• Exercise description: Scan the material for the word "tests" and return every matching line.

• Task inputs:
PR #77, opened 2024-08-13
improvement: add failing config tests

ibarakaiev:
### Contributor checklist

Adding two failing tests for the `Config.configure/6` function. The first has to do with nesting (seems like there's still a bug lurking around). The second one has to do with injecting quoted code.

• Result of the task:
improvement: add failing config tests
Adding two failing tests for the `Config.configure/6` function. The first has to do with nesting (seems like there's still a bug lurking around). The second one has to do with injecting quoted code.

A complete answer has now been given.